• THE TASK:
In the records below, find the line containing "Allow the genesis" and the line containing "ActorState table."; please repeat exactly the lines from one to the other, both included, and nothing more.
──────── THE RECORDS ────────
PR #157, opened 2020-10-27
Limit cases where message parsing fails

willscott:
* use a child tipset when available to learn type of destination actor for message parsing

### DIFF
--- a/tasks/message/message.go
+++ b/tasks/message/message.go
@@ -278,6 +278,8 @@ func (p *MessageProcessor) extractMessageModels(ctx context.Context, ts *types.T
 			}
 			result.Messages = append(result.Messages, msg)
 
+			msgsSeen[message.Cid()] = struct{}{}
+
 			if p.parseMessages {
 				dstAddr, err := address.NewFromString(msg.To)
 				if err != nil {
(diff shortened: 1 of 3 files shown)


tasks/message/message.go
```diff
@@ -278,13 +279,31 @@ func (p *MessageProcessor) extractMessageModels(ctx context.Context, ts *types.T
...
 				dstAddr, err := address.NewFromString(msg.To)
 				if err != nil {
 					return nil, nil, xerrors.Errorf("parse to address: %w", err)
 				}
 
-				st, err := state.LoadStateTree(p.node.Store(), ts.ParentState())
+				child, err := p.node.ChainGetTipSetByHeight(ctx, ts.Height()+1, types.NewTipSetKey())
+				if err != nil {
+					// If we aren't finalized, we fail for now, because a child tipset may occur
+					if head, err := p.node.ChainGetTipSet(ctx, types.NewTipSetKey()); err == nil && head.Height()-ts.Height() < 900 {
```
placer14, line 293:
```suggestion
					if head, err := p.node.ChainGetTipSet(ctx, types.NewTipSetKey()); err == nil && head.Height()-ts.Height() < build.Finality {
```
Prefer to avoid magic numbers. This const indirects to abi.ChainEpoch(900). https://github.com/filecoin-project/lotus/blob/master/build/params_shared_vals.go#L38

tasks/message/message.go
```diff
@@ -278,13 +279,31 @@ func (p *MessageProcessor) extractMessageModels(ctx context.Context, ts *types.T
...
+						log.Warn("Failing derivation for messate that does not yet have children, but might get them later")
```
placer14, line 294:
```suggestion
						log.Warn("Delaying derivation for message which is not yet finalized")
```
Is this error misleading? Looks like it's not because of lack of children, but more that it's still suseptible to reorg.

tasks/message/message.go
placer14: What does passing in a Zero TipSetKey do for `ChainGetTipSet`? Is that a secret way to get ChainHead? And if so, why not `api.ChainHead()`?

placer14 (approved):
Some questions but GTM otherwise.

tasks/message/message.go
willscott: they call exactly the same `getHeaviestTipset` method in the implementation.

tasks/message/message.go
```diff
@@ -278,13 +279,31 @@ func (p *MessageProcessor) extractMessageModels(ctx context.Context, ts *types.T
...
 					return nil, nil, xerrors.Errorf("parse to address: %w", err)
 				}
 
-				st, err := state.LoadStateTree(p.node.Store(), ts.ParentState())
+				child, err := p.node.ChainGetTipSetByHeight(ctx, ts.Height()+1, types.NewTipSetKey())
+				if err != nil {
+					// If we aren't finalized, we fail for now, because a child tipset may occur
+					if head, err := p.node.ChainHead(ctx); err == nil && head.Height()-ts.Height() < build.Finality {
+						log.Warn("Delaying derivation for message which is not yet finalized")
+						return nil, nil, xerrors.Errorf("Failed to load child tipset: %w", err)
```
placer14, line 295: err is `nil` here

placer14 (approved):
Logic bug in error handling. Still GTM

Issue #145, opened 2020-10-26
Track Miner Actor State Changes


frrist:
### Motivation & Background
We need to track Miner State Information. There are static and dynamic parts of the miner state:

**Static Info:**
  - MinerID
  - SectorSize
  - WindowPoStPartitionSectors

**Dynamic Info:** (excluding complex fields represented by a CID, e.g. PreCommitSecotrs, VestingFunds, Sectors, AllocatedSectors, etc.)
  - Owner, Worker, and ControlAddresses
  - PeerID, MultiAddrs
  - ConsensusFaultElapsed
  - PreCommitDeposits
  - LockedFunds
  - FeeDebt
  - InitialPledge
  - CurrentDeadline

The `Owner`, `Worker`, `Control addresses`, `PeerID`, `MultiAddrs`, and `ConsesnsuFaultsElapsed` are contained in the [MinerInfo field](https://github.com/filecoin-project/specs-actors/blob/master/actors/builtin/miner/miner_state.go#L81) and changes to these values can be detected by inspecting the [MinerInfo CID](https://github.com/filecoin-project/specs-actors/blob/master/actors/builtin/miner/miner_state.go#L32) for changes across state changes.

The `PreCommitDeposits`, `LockedFunds`, `FeeDebt`, `InitialPledge`, and `CurrentDeadline` fields are contained in the Miner State structure and changes to these values can be detected by inspecting the fields at the previous state.

### Acceptance Criteria
We need to persist these values when they change for analysis and tracking. Currently there are `miner_state` and `miner_info` tables that do not take the dynamic vs. static nature of the miner actor state into account, its probably simplest to remove these and start fresh but this is left to the implementer. The below table names are _suggestions_, naming is hard.

- Record miner static info to a table. `miner_static_info`
- Record dynamic fields contained in MinerInfo structure to a table along with the `StateRoot` and `MinerID` `miner_dynamic_info`
- Record the dynamic fields contained in the MinerState structure to a table along with the `StateRoot` and `MinerID` `miner_dynamic_state`

placer14:
Thoughts:
- Instead of dynamic/static as a means of describing the lifetime of the data, let's instead talk about them in terms of how they are persisted/used in the schema. So, something like `miner_current_state`/`miner_state_latest` vs `miner_states`.
[...]

PR #158, opened 2020-10-27
polish: update miner processing logic

frrist:
### Motivation

Allow the genesis task to share miner state extraction
logic with the storage miner task.

Extract miner feedebt, locked funds, miner info, and current deadline
info

Remove MinerState table, this data is already contained in the
ActorState table.

Remove MinerPower table, this logic will be moved to the power actor
task.

addresses #145


go.mod
```diff
@@ -43,6 +43,7 @@ require (
 	go.opentelemetry.io/otel/exporters/trace/jaeger v0.12.0
 	go.opentelemetry.io/otel/sdk v0.12.0
 	golang.org/x/xerrors v0.0.0-20200804184101-5ec99f83aff1
+	gotest.tools v2.2.0+incompatible // indirect
```
willscott, line 46: go mod tidy?

model/actors/miner/minerinfo.go
```diff
@@ -0,0 +1,54 @@
...
+
+import (
+	"context"
+
+	"github.com/go-pg/pg/v10"
+	"go.opentelemetry.io/otel/api/global"
+	"golang.org/x/xerrors"
+)
+
+type MinerInfo struct {
```
willscott, line 11: do we need a migration? this looks different from what i see in my current db schema

frrist: Yeah we need quite a few (:crying_cat_face:), once I get those in, in the next hour or so, I'll take this out of draft.

go.mod
frrist: Yeah, could probably make that apart of CI, along with linting... * shudders *

iand: go mod tidy shouldn't be part of ci since it makes permanent modifications to go.mod and go.sum. We should add linting though.

storage/migrations/15_miner_actor_refactor.go
```diff
@@ -0,0 +1,69 @@
...
+		"worker_change_epoch" bigint not null,
+		"consensus_faulted_elapsed" bigint not null,
+		"peer_id" text,
+		"control_addresses" jsonb,
+		"multi_addresses" jsonb,
+		PRIMARY KEY ("height", "miner_id", "state_root")
+	);
+
+	ALTER TABLE public.miner_deal_sectors RENAME TO miner_sector_deals;
+`)
```
iand, line 58: Let's make these hypertables. Add something like the following for each one:

```
-- Height chunked per 7 days (20160 epochs)
SELECT create_hypertable(
	'miner_current_deadline_infos',
	'height',
	chunk_time_interval => 20160,
	if_not_exists => TRUE
);
```

iand (approved):
LGTM but I suggest we make the new tables into hypertables so they partition by height automatically.

go.mod
frrist: I mean adding a step in CI that checks if running `go mod tidy` returns a non-empty diff e.g. what's done in specs-actors here: https://github.com/filecoin-project/specs-actors/blob/master/.circleci/config.yml#L32

iand: That would be cool

frrist: Tracked here: https://github.com/filecoin-project/sentinel-visor/issues/170

storage/migrations/15_miner_actor_refactor.go
frrist: Done.

tasks/actorstate/miner.go
```diff
@@ -31,16 +33,71 @@ func init() {
...
 
 	stop := metrics.Timer(ctx, metrics.ProcessingDuration)
 	defer stop()
 
+	ec, err := NewMinerStateExtractionContext(ctx, a, node)
+	if err != nil {
+		return nil, err
+	}
+
+	// TODO add this to the power actor processing.
```
willscott, line 48: is this in a subsequent PR?

tasks/actorstate/miner.go
```diff
@@ -56,77 +113,383 @@ func (m StorageMinerExtractor) Extract(ctx context.Context, a ActorInfo, node Ac
...
 	}
 
-	minfo, err := curState.Info()
-	if err != nil {
-		return nil, xerrors.Errorf("loading miner info: %w", err)
+	prevState := curState
+	if a.Epoch != 0 {
+		prevActor, err := node.StateGetActor(ctx, a.Address, a.ParentTipSet)
+		if err != nil {
+			return nil, xerrors.Errorf("loading previous miner actor: %w", err)
```
willscott, line 120: context of actor and epoch might be useful

willscott (approved):

tasks/actorstate/miner.go
frrist: Yes, issue for it here: https://github.com/filecoin-project/sentinel-visor/issues/171. Picking it up next.

tasks/actorstate/miner.go
frrist: agreed, will add.

PR #261, opened 2024-03-06
Add path for running unit-tests in Makefile

sebrandon1:
Adds the path `make test` to the Makefile and to the Github workflow.

Lays the groundwork for being able to run unit tests locally and in the CI.

PR #239, opened 2024-02-05
Import consistency

sebrandon1:
Be more consistent in import naming.  No functional changes.
- `metaV1` to `metav1`.
- `coreV1` to `corev1`.

Similar to: 
- https://github.com/test-network-function/cnf-certification-test/pull/618
- https://github.com/test-network-function/cnfcert-tests-verification/pull/229

PR #270, opened 2024-03-12
Add unit tests for deployment pkg Pull func

sebrandon1:
Builds on top of #261 

Proof of concept PR for adding unit tests wrapping some of the deployment package starting with the `Pull` func.

Notable changes:
- Added func `GetTestClients` which helps build a test client for doing unit testing.
- Changed `settings.K8sClient` to use the Interface instead of the client.
- Changed `settings.NetworkingV1Client` to `settings.NetworkingV1Inteface`.
- Vendor changes come from using the fake k8s client and the additional code needed for that as well as the stretchr/testify library.
- Changes `v1` to `appsv1` similar to #239

### DIFF
--- a/pkg/deployment/deployment.go
+++ b/pkg/deployment/deployment.go
@@ -101,14 +101,20 @@ func Pull(apiClient *clients.Settings, name, nsname string) (*Builder, error) {
 
 	if name == "" {
 		builder.errorMsg = "deployment 'name' cannot be empty"
+
+		return &builder, fmt.Errorf(builder.errorMsg)
 	}
 
 	if nsname == "" {
 		builder.errorMsg = "deployment 'namespace' cannot be empty"
+
+		return &builder, fmt.Errorf(builder.errorMsg)
 	}
 
 	if !builder.Exists() {
-		return nil, fmt.Errorf("deployment object %s doesn't exist in namespace %s", name, nsname)
+		builder.errorMsg = fmt.Sprintf("deployment object %s doesn't exist in namespace %s", name, nsname)
+
+		return &builder, fmt.Errorf(builder.errorMsg)
 	}
 
 	builder.Definition = builder.Object
--- a/pkg/deployment/deployment.go
+++ b/pkg/deployment/deployment.go
@@ -100,15 +100,11 @@ func Pull(apiClient *clients.Settings, name, nsname string) (*Builder, error) {
 	}
 
 	if name == "" {
-		builder.errorMsg = "deployment 'name' cannot be empty"
-
-		return nil, fmt.Errorf(builder.errorMsg)
+		return nil, fmt.Errorf("deployment 'name' cannot be empty")
 	}
 
 	if nsname == "" {
-		builder.errorMsg = "deployment 'namespace' cannot be empty"
-
-		return nil, fmt.Errorf(builder.errorMsg)
+		return nil, fmt.Errorf("deployment 'namespace' cannot be empty")
 	}
 
 	if !builder.Exists() {
--- a/pkg/deployment/deployment.go
+++ b/pkg/deployment/deployment.go
@@ -102,19 +102,17 @@ func Pull(apiClient *clients.Settings, name, nsname string) (*Builder, error) {
 	if name == "" {
 		builder.errorMsg = "deployment 'name' cannot be empty"
 
-		return &builder, fmt.Errorf(builder.errorMsg)
+		return nil, fmt.Errorf(builder.errorMsg)
 	}
 
 	if nsname == "" {
 		builder.errorMsg = "deployment 'namespace' cannot be empty"
 
-		return &builder, fmt.Errorf(builder.errorMsg)
+		return nil, fmt.Errorf(builder.errorMsg)
 	}
 
 	if !builder.Exists() {
-		builder.errorMsg = fmt.Sprintf("deployment object %s doesn't exist in namespace %s", name, nsname)
-
-		return &builder, fmt.Errorf(builder.errorMsg)
+		return nil, fmt.Errorf("deployment object %s doesn't exist in namespace %s", name, nsname)
 	}
 
 	builder.Definition = builder.Object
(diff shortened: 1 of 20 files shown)


sebrandon1:
Once #273 merges I'll rebase this PR on top of the changes there.

pkg/deployment/deployment.go
```diff
@@ -101,14 +101,20 @@ func Pull(apiClient *clients.Settings, name, nsname string) (*Builder, error) {
...
 		builder.errorMsg = "deployment 'name' cannot be empty"
+
+		return &builder, fmt.Errorf(builder.errorMsg)
 	}
 
 	if nsname == "" {
 		builder.errorMsg = "deployment 'namespace' cannot be empty"
+
+		return &builder, fmt.Errorf(builder.errorMsg)
 	}
```
kononovn, line 113: Please add single verification and remove multiple return above.

	if builder.errorMsg != "" {
		return nil, fmt.Errorf("faield to pull deployment object due to the following error: %s", builder.errorMsg)
	}

sebrandon1: Ah yes I forgot to change this after we talked about the builder errorMsg structure.  I'll change that.

pkg/deployment/deployment.go
```diff
@@ -101,14 +101,20 @@ func Pull(apiClient *clients.Settings, name, nsname string) (*Builder, error) {
...
 
 	if !builder.Exists() {
-		return nil, fmt.Errorf("deployment object %s doesn't exist in namespace %s", name, nsname)
+		builder.errorMsg = fmt.Sprintf("deployment object %s doesn't exist in namespace %s", name, nsname)
```
kononovn, line 115: I don't think we need to change it. We failed to pull deployment let's return nil instead of invalid builder.

kononovn (changes requested):

pkg/deployment/deployment.go
sebrandon1: Done.

pkg/deployment/deployment.go
sebrandon1: I think the pattern should be if you set an `errorMsg`, you should immediately return.  Let's discuss!

kononovn: ok we can use multiple returns

pkg/deployment/deployment.go
```diff
@@ -101,10 +101,14 @@ func Pull(apiClient *clients.Settings, name, nsname string) (*Builder, error) {
 
 	if name == "" {
 		builder.errorMsg = "deployment 'name' cannot be empty"
+
+		return &builder, fmt.Errorf(builder.errorMsg)
```
kononovn, line 105: Please return nil instead of builder

pkg/deployment/deployment.go
```diff
@@ -101,10 +101,14 @@ func Pull(apiClient *clients.Settings, name, nsname string) (*Builder, error) {
...
 	}
 
 	if nsname == "" {
 		builder.errorMsg = "deployment 'namespace' cannot be empty"
+
+		return &builder, fmt.Errorf(builder.errorMsg)
```
kononovn, line 111: return &builder, fmt.Errorf("deployment 'namespace' cannot be empty")

kononovn (changes requested):
2 more comments

pkg/deployment/deployment.go
```diff
@@ -101,10 +101,14 @@ func Pull(apiClient *clients.Settings, name, nsname string) (*Builder, error) {
 
 	if name == "" {
 		builder.errorMsg = "deployment 'name' cannot be empty"
+
+		return nil, fmt.Errorf(builder.errorMsg)
 	}
 
 	if nsname == "" {
 		builder.errorMsg = "deployment 'namespace' cannot be empty"
```
kononovn, line 109: This line can be safely removed

pkg/deployment/deployment.go
```diff
@@ -101,10 +101,14 @@ func Pull(apiClient *clients.Settings, name, nsname string) (*Builder, error) {
 
 	if name == "" {
 		builder.errorMsg = "deployment 'name' cannot be empty"
```
kononovn, line 103: This line can be safely removed

kononovn (approved):
/lgtm

pkg/deployment/deployment.go
sebrandon1: Done.

pkg/deployment/deployment.go
sebrandon1: Done.

pkg/deployment/deployment_test.go
```diff
@@ -0,0 +1,114 @@
...
+
+	"github.com/openshift-kni/eco-goinfra/pkg/clients"
+	"github.com/stretchr/testify/assert"
+	appsv1 "k8s.io/api/apps/v1"
+	corev1 "k8s.io/api/core/v1"
+	metav1 "k8s.io/apimachinery/pkg/apis/meta/v1"
+	"k8s.io/apimachinery/pkg/runtime"
+)
+
+//nolint:funlen
```
achuzhoy, line 14: Why the exception?

pkg/deployment/deployment.go
sebrandon1: Done.

pkg/deployment/deployment_test.go
```diff
@@ -0,0 +1,114 @@
...
+		if testCase.expectedError {
+			assert.NotNil(t, err)
+
+			// Check the error message
+			if testCase.expectedErrorText != "" {
+				assert.Equal(t, testCase.expectedErrorText, err.Error())
+			}
+		} else {
+			assert.Nil(t, err)
+			assert.Equal(t, testDeployment.Name, builderResult.Object.Name)
```
trewest, line 111: Guess we might as well add an assertion for namespace as well

pkg/deployment/deployment_test.go
sebrandon1: Length of the test function was too long for the linter.

pkg/deployment/deployment_test.go
sebrandon1: Good call I can add that.

sebrandon1: Done.

trewest (approved):
/lgtm

PR #271, opened 2024-03-13
sriov pkg: Added create and newBuilder funcs for sriovoperatorconfig

evgenLevin:


pkg/sriov/operatorconfig.go
```diff
@@ -29,6 +29,56 @@ type OperatorConfigBuilder struct {
 	errorMsg  string
 }
 
+// NewOperatorConfigBuilder creates new instance of OperatorConfigBuilder.
+func NewOperatorConfigBuilder(apiClient *clients.Settings, nsname string) *OperatorConfigBuilder {
+	glog.V(100).Infof(
+		"Initializing new OperatorConfigBuilder structure with the following params: %s", nsname)
```
achuzhoy, line 35: Maybe it's worth to replace param with namespace.
Looking at the log - not clear that the param is nsname

cdvultur: agree with @achuzhoy on this one.

pkg/sriov/operatorconfig.go
```diff
@@ -29,6 +29,56 @@ type OperatorConfigBuilder struct {
...
+		)
+
+		if err != nil {
+			glog.V(100).Infof("Failed to create the SriovOperatorConfig")
+
+			return nil, err
+		}
+	}
+
+	builder.Object = builder.Definition
```
cdvultur, line 77: Why do you overwrite the buidler.Object with builder.Definition ?

evgenLevin: right, no need! removed

cdvultur (approved):
lgtm

kononovn (approved):
/lgtm

PR #303, opened 2024-03-27
pod: modified ExecCommand method's glog Infof

ajaggapa:
Minor modification to ExecCommand method's glog to help during troubleshooting.

Logs to include namespace, pod name and container name in which command is being executed.


kononovn (approved):
/lgtm

PR #308, opened 2024-03-28
sriov pkg: added sriovNetwork unit tests

kononovn:


pkg/sriov/network_test.go
```diff
@@ -0,0 +1,554 @@
...
+
+		var testSettings *clients.Settings
+
+		testNetwork := generateNetwork(testCase.networkName, testCase.networkNamespace)
+
+		if testCase.addToRuntimeObjects {
+			runtimeObjects = append(runtimeObjects, testNetwork)
+		}
+
+		testSettings = nil
```
sebrandon1, line 96: I believe this isn't needed since its just declared as a pointer above.

pkg/sriov/network_test.go
```diff
@@ -0,0 +1,554 @@
...
+			assert.Equal(t, testNetwork.Name, builderResult.Object.Name)
+			assert.Equal(t, testNetwork.Namespace, builderResult.Object.Namespace)
+		}
+	}
+}
+
+func TestNewNetworkBuilder(t *testing.T) {
+	generateNetworkBuilder := NewNetworkBuilder
+
+	var testSettings *clients.Settings
```
sebrandon1, line 124: Move this inside the loop.

pkg/sriov/network_test.go
```diff
@@ -0,0 +1,554 @@
...
+// buildValidTestBuilder returns a valid Builder for testing purposes.
+func buildInvalidSrIovNetworkTestBuilder(apiClient *clients.Settings) *NetworkBuilder {
+	return NewNetworkBuilder(
+		apiClient, defaultNetName, defaultNetNsName, defaultNetTargetNsName, "")
+}
+
+func buildTestClientWithDummyObject() *clients.Settings {
+	runtimeObjects := buildDummySrIovNetworkObject()
+
+	return clients.GetTestClients(runtimeObjects)
```
sebrandon1, line 540:
```suggestion
	return clients.GetTestClients(buildDummySrIovNetworkObject())
```

sebrandon1 (commented):
Some comments!

I think I like the idea of moving `testSettings := buildTestClientWithDummyObject()` inside the testCase loops so its scope is more readable.

achuzhoy (dismissed):

pkg/sriov/network_test.go
kononovn: +1

sebrandon1 (approved):

PR #314, opened 2024-04-02
Add deployment unit tests

sebrandon1:
Resolves: #270 

- Adds unit tests for the deployment package.  
- Modifies the interface used in the `Builder`.

### DIFF
--- a/pkg/deployment/deployment.go
+++ b/pkg/deployment/deployment.go
@@ -124,9 +124,7 @@ func Pull(apiClient *clients.Settings, name, nsname string) (*Builder, error) {
 
 // WithNodeSelector applies a nodeSelector to the deployment definition.
 func (builder *Builder) WithNodeSelector(selector map[string]string) *Builder {
-	if valid, err := builder.validate(); !valid {
-		builder.errorMsg = err.Error()
-
+	if valid, _ := builder.validate(); !valid {
 		return builder
 	}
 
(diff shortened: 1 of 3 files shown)


pkg/deployment/deployment.go
```diff
@@ -118,7 +124,9 @@ func Pull(apiClient *clients.Settings, name, nsname string) (*Builder, error) {
 
 // WithNodeSelector applies a nodeSelector to the deployment definition.
 func (builder *Builder) WithNodeSelector(selector map[string]string) *Builder {
-	if valid, _ := builder.validate(); !valid {
+	if valid, err := builder.validate(); !valid {
+		builder.errorMsg = err.Error()
```
trewest, line 128: I think it is redundant. builder.errorMsg should already contain what you are registering in err

sebrandon1: I'll double-check what I was trying to do with this one.

pkg/deployment/deployment_test.go
```diff
@@ -431,3 +451,249 @@ func TestWithToleration(t *testing.T) {
...
+
+	for _, testCase := range testCases {
+		var runtimeObjects []runtime.Object
+
+		if testCase.deploymentExistsAlready {
+			runtimeObjects = append(runtimeObjects, generateTestDeployment())
+		}
+
+		testBuilder := buildTestBuilderWithFakeObjects(runtimeObjects)
+		result, err := testBuilder.Update()
```
kononovn, line 519: Can you create test which actually mutate some filed using update function ?

kononovn (changes requested):
Overall looks good. Just 1 comment to fix

pkg/deployment/deployment.go
sebrandon1: I double checked and removed it.  Good catch I'm not sure why I added that but it wasn't needed.  😄

kononovn (approved):
/lgtm

PR #317, opened 2024-04-04
daemonset: IsReady method evaluation modified

ajaggapa:
In cases, when DS cannot be scheduled, IsReady is returning true. Added one more evaluation to ensure reliable result.

_Example:_
```
Desired Number of Nodes Scheduled: 2                                                                                                                                                                              
Current Number of Nodes Scheduled: 0                                                                                                                                                                               
Number of Nodes Scheduled with Up-to-date Pods: 0   
```


kononovn (approved):
/lgtm

PR #318, opened 2024-04-04
sriov: added unit tests for lists functions

kononovn:


pkg/sriov/list_test.go
```diff
@@ -0,0 +1,349 @@
+package sriov
+
+import (
+	"fmt"
+	"testing"
+
+	srIovV1 "github.com/k8snetworkplumbingwg/sriov-network-operator/api/v1"
+	"github.com/openshift-kni/eco-goinfra/pkg/clients"
+	"github.com/stretchr/testify/assert"
+	v1 "k8s.io/apimachinery/pkg/apis/meta/v1"
```
sebrandon1, line 10:
```suggestion
	metav1 "k8s.io/apimachinery/pkg/apis/meta/v1"
```

sebrandon1 (commented):
One comment about import consistency eg. #239

pkg/sriov/list_test.go
```diff
@@ -0,0 +1,349 @@
...
+	testCases := []struct {
+		testNetwork   []*NetworkBuilder
+		nsName        string
+		listOptions   []v1.ListOptions
+		expectedError error
+		client        bool
+	}{
+		{
+			testNetwork:   []*NetworkBuilder{buildValidSriovNetworkTestBuilder(buildTestClientWithDummyObject())},
+			nsName:        defaultNetNsName,
```
trewest, line 24: IMO, using variable defined in other files makes it hard to understand what you are passing into the test. I think I prefer just using hard coded strings for the test inputs.

sebrandon1: I agree.  I was actually looking for the definition of these vars but couldn't find them 😄

pkg/sriov/list_test.go
```diff
@@ -0,0 +1,349 @@
...
+		{
+			testNetwork:    []*NetworkBuilder{buildValidSriovNetworkTestBuilder(buildTestClientWithDummyObject())},
+			operatorNsName: defaultNetNsName,
+			targetNsName:   defaultNetTargetNsName,
+			client:         true,
+		},
+		{
+			testNetwork:   []*NetworkBuilder{buildValidSriovNetworkTestBuilder(buildTestClientWithDummyObject())},
+			targetNsName:  defaultNetTargetNsName,
+			expectedError: fmt.Errorf("failed to clean up sriov networks, 'operatornsname' parameter is empty"),
```
trewest, line 88: Can you explicitly add operatorNsName: "" so that it is clear why you are expecting the error that you are?

pkg/sriov/list_test.go
```diff
@@ -0,0 +1,349 @@
...
+			client:        true,
+		},
+		{
+			testNetwork:    []*NetworkBuilder{buildValidSriovNetworkTestBuilder(buildTestClientWithDummyObject())},
+			operatorNsName: defaultNetNsName,
+			expectedError:  fmt.Errorf("failed to clean up sriov networks, 'targetnsname' parameter is empty"),
```
trewest, line 94: Can you explicitly add targetNsName: "" so that it is clear why you are expecting the error that you are?

PR #323, opened 2024-04-09
Use client params struct

sebrandon1:
Created a `TestClientParams` struct to house parameters that are needed inside of the `GetTestClients()` func.  This allows for flexibility whenever we need to add new types to our test client.


kononovn (approved):
/lgtm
────────
• WRITTEN REPLY:
Allow the genesis task to share miner state extraction
logic with the storage miner task.

Extract miner feedebt, locked funds, miner info, and current deadline
info

Remove MinerState table, this data is already contained in the
ActorState table.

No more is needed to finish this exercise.